The longer I translate, the more I realize how subtle language is, and how different people hear the same word or phrase differently.
In Galatians 2, Paul is talking about his relationship with the Jerusalem church and their agreement with his theology. His conclusion is in v 10. “All they asked was that we should continue to remember (μνημονεύωμεν) the poor, the very thing I had been eager (ἐσπούδασα) to do all along” (NIV).
μνημονεύωμεν is a present subjunctive, which the NIV makes explicit with the “continue.” The NLT has, “keep on helping the poor.” Other translations have the simple, “They asked only that we would remember the poor” (CSB, see ESV, NASB, NET, NRSV).
How do you hear “remember”? On one hand, the lexical idea of “remember” is imperfective so you don’t need the “continue” or “keep on.” However, just saying “remember” may imply to some readers that Paul had not been remembering the poor and they were asking him to start remembering the poor. In other words, while μνημονεύωμεν itself does not require a helping word to make it imperfective, perhaps the context does.

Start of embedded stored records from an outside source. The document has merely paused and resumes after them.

PR #453, opened 2015-10-04
Caching (continued from #431, resolves #376, resolves #171, resolves #379, resolves #443, resolves #444, resolves #445, resolves #450, resolves #402)

### LINKED ISSUE #171: Add optional file caching behaviour to jobStore

### LINKED ISSUE #376: Implement cache to work with job files

### LINKED ISSUE #379: Create caching implementation

### LINKED ISSUE #402: Change log to master behavior

### LINKED ISSUE #443: sortTest and utilsTest can hang indefinitely trying to restart

### LINKED ISSUE #444: Encapsulate does not support return Values

### LINKED ISSUE #445: static addChild definition of a node does what Encapsulate claims to do by default

### LINKED ISSUE #450: Does toil allow return values to be PromisedJobReturnValue instances

hannes-ucsc:
Continued from #431.


hannes-ucsc:
@benedictpaten Re your https://github.com/BD2KGenomics/toil/pull/431#issuecomment-145589969:

This happens every time for me on the second repetition of the test. 

The file is initially created with `rw-r--r--` but when the second repetition attempts to create the file again, the perms have  changed to `r--r--r--`. That's why `open(...,'w')` fails with permission denied.

So, each repetition should clean up after itself by removing the file to sort.

This is not a race though, and the other permission denied issues may be unrelated.

I'm assuming that it's the caching logic that removes the `w` bit from the file's mode. You mentioned sth along those lines.

hannes-ucsc:
Jenkins, test this please.

hannes-ucsc:
Jenkins, test this please.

Then take ἐσπούδασα. The NIV has “the very thing I had been eager to do all along.” There is no Greek word or phrase explicitly paralleling “all along,” so where did it come from? Remember, there is always a reason, always. The NASB simply translates the words, “the very thing I also was eager to do” (also the ESV, CSB, NET, NRSV). The problem with this, at least to my ears, is that it sounds like Paul had not been eager to do this but now he was. Is that how it sounds to you?